One-way Einstein–Podolsky–Rosen steering with the aid of the thermal noise in a correlated emission laser

Abstract

We present to use the thermal noise as an effective way to manipulate the direction of Einstein–Podolsky–Rosen (EPR) steering. In particular, a system of three-level cascade laser is under our consideration, in which the atoms are prepared in an initial superposition of the upper excited level and ground level and the cavity modes are damped by the thermal bath. It is found that the thermal noise plays a constructive role in realizing the one-way EPR steering and expanding the parameter region of the steady-state asymmetric steering.
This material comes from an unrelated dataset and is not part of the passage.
PR #2926, opened 2024-09-30
feature: adding -fsycl-max-parallel-link-jobs in make

Alexandr-Solovev:
# Description
Adding linking flag to improve linking of onedal_sycl lib in oneDAL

In the absence of the thermal noise, two-way steering mainly occurs due to the injected atomic coherence that is quite helpful for entanglement enhancement. Surprisingly, when the thermal noise is involved, the one-way steering substitutes for two-way steering and it can be obtainable in most parameter region. Actually, the thermal noise significantly increases the mean number of the emitted photon pairs and enlarges the intensity difference between two cavity modes, which leads to the striking asymmetry in the mean photon numbers and then induces the unidirectional steerability from the mode generated by the upper transition to the mode in the low transition. The present scheme may provide a resource in a long-distance quantum network for quantum secret sharing protocol.